Завершает процесс слияния «домашнего» и общезначимого лирика Пушкина 1830-х годов. По отношению к ней во многом неуместным оказывается уже выделение «домашнего» начала, настолько цельной и не разложимой на противостоящие (или хотя бы противопоставленные) друг другу элементы предстает ее художественная система. Мир пушкинской лирики теперь принципиально неделим. Предметные и биографические реалии, восходящие к «домашней» лирике Пушкина предшествующих периодов, утрачивают свою прежнюю функцию; их введение лишается демонстративности, их особая природа становится все менее заметной, они органически сливаются с традиционно поэтическим и, более того, оказываются способными его замещать.

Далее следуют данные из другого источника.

PR #341, opened 2025-10-15
Implement `getPreviousPaper` call

### LINKED ISSUE #102: [Feature]: Implement `GetPreviousPaper` call

#97

As a project member/admin, I want to get the previous paper of a specific paper.

See [API docs](https://snowballr.informatik.uni-ulm.de/docs/snowballr.html#service-snowballr.SnowballR-GetPreviousPaper) for details.

_No response_

### Anything else?

_No response_

domienderle:
Closes #102 

## What I have made

I have implemented the repo, service and grpc layer for the `getPreviousPaper` call. Since the functionality is analog to the `getNextPaper` call I just had to make some functions generic and adjust some code.

## Checklist

not apply.

### DIFF
--- a/src/main/kotlin/se/uulm/snowballr/backend/repository/association/ProjectPaperTableRepo.kt
+++ b/src/main/kotlin/se/uulm/snowballr/backend/repository/association/ProjectPaperTableRepo.kt
@@ -9,6 +9,7 @@ import org.jetbrains.exposed.sql.selectAll
 import org.jetbrains.exposed.sql.update
 import se.uulm.snowballr.backend.db.IDatabase
 import se.uulm.snowballr.backend.model.EntityType
+import se.uulm.snowballr.backend.model.PaperNavigationDirection
 import se.uulm.snowballr.backend.model.SnowballRException.FailedPreconditionException
 import se.uulm.snowballr.backend.model.SnowballRException.NotFoundException
 import se.uulm.snowballr.backend.model.SnowballRException.ProjectPaperNotFoundException
@@ -74,14 +75,20 @@ interface IProjectPaperTableRepo {
     suspend fun getAllProjectPapersForProject(projectId: UUID): List<ProjectPaper>
 
     /**
-     * Retrieves the succeeding local paper ID for the project paper with the given local paper ID.
+     * Retrieves the preceding local paper ID for the project paper with the given local paper ID.
      *
-     * @param projectId The unique identifier of the project for which the next local paper ID is being requested.
-     * @param localPaperId The current local paper ID used as a reference to compute the next ID.
-     * @return A [Result] containing the next available local paper ID as a [Long] or a [FailedPreconditionException]
-     * if it cannot be determined.
+     * @param projectId The unique identifier of the project for which the previous local paper ID is being requested.
+     * @param localPaperId The current local paper ID used as a reference to compute the previous ID.
+     * @param direction The navigation direction indicating whether to retrieve the next or previous paper.
+     * Must be one of the values from [PaperNavigationDirection].
+     * @return A [Result] containing the previous available local paper ID as a [Long] or a
+     * [FailedPreconditionException] if it cannot be determined.
      */
-    suspend fun getNextPaperLocalId(projectId: UUID, localPaperId: Long): Result<Long>
+    suspend fun getAdjacentPaper(
+        projectId: UUID,
+        localPaperId: Long,
+        direction: PaperNavigationDirection,
+    ): Result<ProjectPaper>
 
     /**
      * Retrieves a list of project papers along with their associated papers for the specified project.
@@ -165,6 +172,49 @@ class ProjectPaperTableRepo(
             ?: 0L
     }
 
+    /**
+     * Retrieves the local paper ID for a project based on the specified conditions and order.
+     *
+     * @param projectId The unique identifier of the project.
+     * @param localPaperId The reference local paper ID used in the condition.
+     * @param direction The direction to navigate for finding the adjacent paper, either NEXT or PREVIOUS.
+     * @return A [Result] containing the local paper ID if found, or a failure if the specified conditions do not match
+     * any paper.
+     */
+    override suspend fun getAdjacentPaper(
+        projectId: UUID,
+        localPaperId: Long,
+        direction: PaperNavigationDirection,
+    ): Result<ProjectPaper> = db.query {
+        val isNext = direction == PaperNavigationDirection.NEXT
+        val paperId = ProjectPaperTable
+            .selectAll()
+            .where {
+                (ProjectPaperTable.projectId eq projectId) and
+                    if (isNext) {
+                        ProjectPaperTable.localPaperId greater localPaperId
+                    } else {
+                        ProjectPaperTable.localPaperId less localPaperId
+                    }
+            }
+            .orderBy(
+                ProjectPaperTable.localPaperId to if (isNext) SortOrder.ASC else SortOrder.DESC,
+            )
+            .map { it.toProjectPaper() }
+            .firstOrNull()
+
+        if (paperId != null) {
+            Result.success(paperId)
+        } else {
+            Result.failure(
+                FailedPreconditionException(
+                    "There is no $direction project paper " +
+                        "in the project.",
+                ),
+            )
+        }
+    }
+
     override suspend fun getProjectPaperById(id: UUID): Result<ProjectPaper> = db.query {
         getEntityByKeyAsResult(::getProjectPaperByIdOrNull, EntityType.PROJECT_PAPER, id)
     }
@@ -192,31 +242,14 @@ class ProjectPaperTableRepo(
         ProjectPaperTable.getEntities(ResultRow::toProjectPaper) { ProjectPaperTable.projectId eq projectId }
     }
 
-    override suspend fun getNextPaperLocalId(projectId: UUID, localPaperId: Long): Result<Long> = db.query {
-        val nextId = ProjectPaperTable
-            .selectAll()
-            .where {
-                (ProjectPaperTable.projectId eq projectId) and
-                    (ProjectPaperTable.localPaperId greater localPaperId)
-            }
-            .orderBy(ProjectPaperTable.localPaperId, SortOrder.ASC)
-            .map { it[ProjectPaperTable.localPaperId] }
-            .firstOrNull()
-
-        if (nextId != null) {
-            Result.success(nextId)
-        } else {
-            Result.failure(
-                FailedPreconditionException(
-                    "There is no next project paper in the project.",
-                ),
-            )
-        }
-    }
-
     override suspend fun getAllProjectPapersWithPapers(projectId: UUID): List<ProjectPaperWithPaper> = db.query {
         ProjectPaperTable
-            .join(PaperTable, JoinType.INNER, onColumn = ProjectPaperTable.paperId, otherColumn = PaperTable.id)
+            .join(
+                PaperTable,
+                JoinType.INNER,
+                onColumn = ProjectPaperTable.paperId,
+                otherColumn = PaperTable.id,
+            )
             .selectAll()
             .where { ProjectPaperTable.projectId eq projectId }
             .map { it.toProjectPaperWithPaper() }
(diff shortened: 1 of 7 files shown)


src/main/kotlin/se/uulm/snowballr/backend/repository/association/ProjectPaperTableRepo.kt
```diff
@@ -82,6 +85,17 @@ interface IProjectPaperTableRepo {
...
 
+    /**
+     * Retrieves the preceding local paper ID for the project paper with the given local paper ID.
+     *
+     * @param projectId The unique identifier of the project for which the previous local paper ID is being requested.
+     * @param localPaperId The current local paper ID used as a reference to compute the previous ID.
+     * @return A [Result] containing the previous available local paper ID as a [Long] or a
+     * [FailedPreconditionException]
+     * if it cannot be determined.
+     */
```
Slartibartfass2:
```suggestion
     * [FailedPreconditionException] if it cannot be determined.
     */
```

src/main/kotlin/se/uulm/snowballr/backend/repository/association/ProjectPaperTableRepo.kt
```diff
@@ -155,6 +170,43 @@ class ProjectPaperTableRepo(
...
+     * @param order The sorting order (ascending or descending) to determine the traversal direction.
+     * @return A [Result] containing the local paper ID if found, or a failure if the specified conditions do not match
+     * any paper.
+     */
+    private suspend fun getPaperLocalId(
+        projectId: UUID,
+        localPaperId: Long,
+        expression: SqlExpressionBuilder.(Column<Long>, Long) -> Op<Boolean>,
+        order: SortOrder,
+    ): Result<Long> = db.query {
```
Slartibartfass2: All in all, this looks very good. I had one idea that might be interesting to discuss:
We could introduce an enum, e.g., `PaperNavigationDirection`, which has two values, `PREVIOUS` and `NEXT`.
Based on these two values, the method would handle which comparison should be done and how the results should be sorted.
The method would then be something like this:
```kotlin
override suspend fun getAdjacentPaperLocalId(
    projectId: UUID,
    localPaperId: Long,
    direction: PaperNavigationDirection,
): Result<Long>
```

This would then be the repo method instead of those other ones (reduced method count by 2) and in the service method, we would call the method with the correct enum value.
The main reason for me is that we could reduce the number of methods and that the repo is supposed to be more generic than specific.

What is your opinion on that?

src/main/kotlin/se/uulm/snowballr/backend/service/ProjectPaperService.kt
```diff
@@ -177,6 +184,35 @@ class ProjectPaperService(
...
+     *
+     * @param id The unique identifier of the current project paper as a string.
+     * @param followingPaper A suspend function that takes the project ID and the local paper ID and returns the result
+     * containing the relative ID of the following paper.
+     * @return The gRPC representation of the following project paper, including its associated metadata.
+     * @throws NotFoundException If the project, project paper, or associated paper cannot be found.
+     * @throws InvalidIdException.UUID If the given project paper ID is not a valid UUID.
+     * @throws UnauthorizedException If the user does not have the required access to the project.
+     */
+    private suspend fun getFollowingPaper(
```
Slartibartfass2: "following" sounds like "next", what about "adjacent"?

src/main/kotlin/se/uulm/snowballr/backend/service/ProjectPaperService.kt
```diff
@@ -177,6 +184,35 @@ class ProjectPaperService(
...
+        followingPaper: suspend ((UUID, Long) -> Result<Long>),
+    ): GrpcProjectPaper = withUser(userRepo) { currentUser ->
+        val projectPaperId = parseUUID(id, EntityType.PROJECT_PAPER)
+        val projectPaper = repo.getProjectPaperById(projectPaperId).getOrThrow()
+
+        isAllowedToReadProject(projectMemberRepo).checkFor(currentUser, projectPaper.projectId)
+
+        val projectId = projectRepo.getProjectById(projectPaper.projectId).getOrThrow().id
+        val nextProjectPaperId = followingPaper(projectId, projectPaper.localPaperId).getOrThrow()
+        val nextProjectPaper = repo.getProjectPaperByRelativeId(projectId, nextProjectPaperId).getOrThrow()
```
Slartibartfass2: Is there a reason why we don't return the full ProjectPaper object directly? In `getPaperLocalId` we already execute the query but then map it to the local ID instead of mapping it to a ProjectPaper object.

Slartibartfass2 (changes requested):
Straightforward, as you mentioned. I noticed two improvements: the first one is rather optional but worth a discussion.

Since both would change some methods, I'll review the tests after we discuss further steps, but they looked just fine.

You can already rebase.

src/main/kotlin/se/uulm/snowballr/backend/repository/association/ProjectPaperTableRepo.kt
domienderle: I also thought about this behaviour after I have implemented it my way. I first implemented it as it was, because the `getAdjacentPaperLocalId` is then even more generic. But since we don't really need more of this calls, I guess you are right and it is enough to just keep it with two directions.

src/main/kotlin/se/uulm/snowballr/backend/service/ProjectPaperService.kt
domienderle: Thank you. I searched for a term like this.

src/main/kotlin/se/uulm/snowballr/backend/service/ProjectPaperService.kt
domienderle: Good point. I've change it.

domienderle (commented):
Thanks for the review. The changes made regarding the review are in the last commit.

src/main/kotlin/se/uulm/snowballr/backend/service/ProjectPaperService.kt
```diff
@@ -240,17 +276,21 @@ class ProjectPaperService(
...
-        nextProjectPaper.toGrpcProjectPaperWithData(paper)
-    }
+    override suspend fun getPreviousPaper(request: Base.Id): GrpcProjectPaper =
+        getAdjacentPaper(request.id) { projectId, localPaperId ->
+            repo.getAdjacentPaper(
+                projectId,
+                localPaperId,
+                PaperNavigationDirection.PREVIOUS,
+            )
+        }
```
Slartibartfass2: Now you only have to pass the `request.id` and `PaperNavigationDirection` to `getAdjacentPaper`. The repo method can be called within this method:

```kotlin
val projectId = projectRepo.getProjectById(projectPaper.projectId).getOrThrow().id
val adjacentPaper = repo.getAdjacentPaper(projectId, projectPaper.localPaperId, paperNavigationDirection)
    .getOrThrow()
val paper = paperRepo.getPaperById(adjacentPaper.paperId).getOrThrow()

adjacentPaper.toGrpcProjectPaperWithData(paper)
```

and then

```kotlin
override suspend fun getNextPaper(request: Base.Id): GrpcProjectPaper =
    getAdjacentPaper(request.id, PaperNavigationDirection.NEXT)

override suspend fun getPreviousPaper(request: Base.Id): GrpcProjectPaper =
    getAdjacentPaper(request.id, PaperNavigationDirection.PREVIOUS)
```

src/main/kotlin/se/uulm/snowballr/backend/repository/association/ProjectPaperTableRepo.kt
```diff
@@ -74,14 +75,20 @@ interface IProjectPaperTableRepo {
     suspend fun getAllProjectPapersForProject(projectId: UUID): List<ProjectPaper>
 
     /**
-     * Retrieves the succeeding local paper ID for the project paper with the given local paper ID.
+     * Retrieves the preceding local paper ID for the project paper with the given local paper ID.
```
Slartibartfass2:
```suggestion
     * Retrieves the adjacent local paper ID for the project paper with the given local paper ID.
```

src/main/kotlin/se/uulm/snowballr/backend/repository/association/ProjectPaperTableRepo.kt
```diff
@@ -74,14 +75,20 @@ interface IProjectPaperTableRepo {
...
      *
-     * @param projectId The unique identifier of the project for which the next local paper ID is being requested.
-     * @param localPaperId The current local paper ID used as a reference to compute the next ID.
-     * @return A [Result] containing the next available local paper ID as a [Long] or a [FailedPreconditionException]
-     * if it cannot be determined.
+     * @param projectId The unique identifier of the project for which the previous local paper ID is being requested.
```
Slartibartfass2:
```suggestion
     * @param projectId The unique identifier of the project for which the adjacent local paper ID is requested.
```

src/main/kotlin/se/uulm/snowballr/backend/repository/association/ProjectPaperTableRepo.kt
```diff
@@ -74,14 +75,20 @@ interface IProjectPaperTableRepo {
...
+     * @param localPaperId The current local paper ID used as a reference to compute the previous ID.
```
Slartibartfass2:
```suggestion
     * @param localPaperId The current local paper ID used as a reference to compute the adjacent ID.
```

src/main/kotlin/se/uulm/snowballr/backend/repository/association/ProjectPaperTableRepo.kt
```diff
@@ -74,14 +75,20 @@ interface IProjectPaperTableRepo {
...
+     * @param direction The navigation direction indicating whether to retrieve the next or previous paper.
+     * Must be one of the values from [PaperNavigationDirection].
+     * @return A [Result] containing the previous available local paper ID as a [Long] or a
```
Slartibartfass2:
```suggestion
     * @return A [Result] containing the adjacent available local paper ID as a [Long] or a
```

src/main/kotlin/se/uulm/snowballr/backend/repository/association/ProjectPaperTableRepo.kt
```diff
@@ -165,6 +172,49 @@ class ProjectPaperTableRepo(
...
 
+    /**
+     * Retrieves the local paper ID for a project based on the specified conditions and order.
+     *
+     * @param projectId The unique identifier of the project.
+     * @param localPaperId The reference local paper ID used in the condition.
+     * @param direction The direction to navigate for finding the adjacent paper, either NEXT or PREVIOUS.
+     * @return A [Result] containing the local paper ID if found, or a failure if the specified conditions do not match
+     * any paper.
+     */
```
Slartibartfass2: Do we require this comment here? We have one already at the interface method.

src/test/kotlin/se/uulm/snowballr/backend/service/projectpaper/GetPreviousPaperTest.kt
```diff
@@ -0,0 +1,123 @@
...
+        coEvery { projectMemberRepoMock.getProjectMembers(project.id) } returns listOf(projectMember)
+        coEvery { projectRepoMock.getProjectById(projectPaper.projectId) } returns Result.success(project)
+        coEvery {
+            projectPaperRepoMock.getAdjacentPaper(
+                project.id, projectPaper.localPaperId,
+                PaperNavigationDirection.PREVIOUS,
+            )
+        } returns Result.failure(FailedPreconditionException("No previous paper exists"))
+
+        assertThrows<FailedPreconditionException> { mainService.getPreviousPaper(getExampleRequest()) }
```
Slartibartfass2: For such cases, where we mock a method to return an exception, we usually use the TestSpecificException to ensure that it's the exception we deliberately threw. It's the same in GetNextPaperTest.

Slartibartfass2 (changes requested):
Good work. Only one minor refactoring suggestion and some changes related to wording in the comments.

src/main/kotlin/se/uulm/snowballr/backend/repository/association/ProjectPaperTableRepo.kt
domienderle: No you are right. If we do it like this we don't need it.

src/main/kotlin/se/uulm/snowballr/backend/service/ProjectPaperService.kt
domienderle: Good point. I missed that...

Slartibartfass2 (approved):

Это исключает необходимость особых мотивировок для включения предметных реалий в лирику (как, например, шутливый тон стихотворения «Подъезжая под Ижоры» или хотя и «сумрачная», по определению Г. А. Гуковского,42 но все же ирония

«Дорожных жалоб»). Так, например, в написанных еще на рубеже 1830-х годов «Стихах, сочиненных ночью во время бессонницы» (1830) мифологический (и потому «высокий») образ Парки совмещен с бытовым обликом старухи: «Парки бабье лепетанье» (III, 250).43 Представление о видимой бессмысленности жизни естественно воплощается затем в аналогичном, также заимствованном из повседневности образе: «Жизни мышья беготня» (там же). Первоначально стих этот вступал в контраст с предшествующими:

Парк ужасных будто лепет

Топот бледного коня

Вечности бессмертный трепет

Жизни мышья беготня.

Таким образом, меняющееся соотношение внутри лирики Пушкина как системы таких ее элементов, как «домашняя» и общезначимая лирика, обнаруживает характер ее эволюции. Разумеется, последнюю нельзя сводить только к рассмотренному аспекту; она включает в себя взаимодействие многих элементов, составляющих лирику Пушкина как систему. В свою очередь и сама лирика входит составной частью в творчество Пушкина, по отношению к ней представляющее собой сложную систему.45 В системе творчества Пушкина лирика вступает в соотношение с другими ее элементами; их эволюция, а также меняющееся взаимодействие их с лирикой в свою очередь оказывают воздействие на характер тех изменений, которые претерпевает пушкинская лирика. Достаточно отметить, например, сложное соотношение, в котором на протяжении

длительного времени оказывались лирика Пушкина и его стихотворный эпос, особенно «Евгений Онегин». Характер лиризма пушкинского романа не только соответствовал художественным исканиям в лирике, но и оказывал воздействие на ее эволюцию. В частности, это можно было бы проследить и в рассмотренном мною аспекте. С. Г. Бочаров высказал мысль, что «лирика „я“ в романе куда эмпиричнее, необобщеннее, чем собственно лирика Пушкина»; условия для этого создавала мотивировка ее «образом автора».46 Исходя из этого можно предположить, что художественный опыт «Евгения Онегина» в известной мере опережал эволюцию «собственно лирики» Пушкина. Сказался этот опыт, по-видимому, и в изменении соотношения «домашней» и общезначимой лирики. Однако нельзя не отметить здесь и роль, которую с рубежа 1830-х годов начинает играть проза Пушкина, вступающая в сложное соотношение и взаимодействие с его поэзией. Но все это, разумеется, новые проблемы, упомянутые лишь для того, чтобы показать возможные аспекты дальнейшего исследования темы в более широком контексте. В задачу же данной статьи входило лишь наметить общую картину движения пушкинской лирики под избранным углом зрения, связав представление о ее эволюции с изменениями внутри той художественной системы, которую образует собой лирика Пушкина 1820—1830-х годов.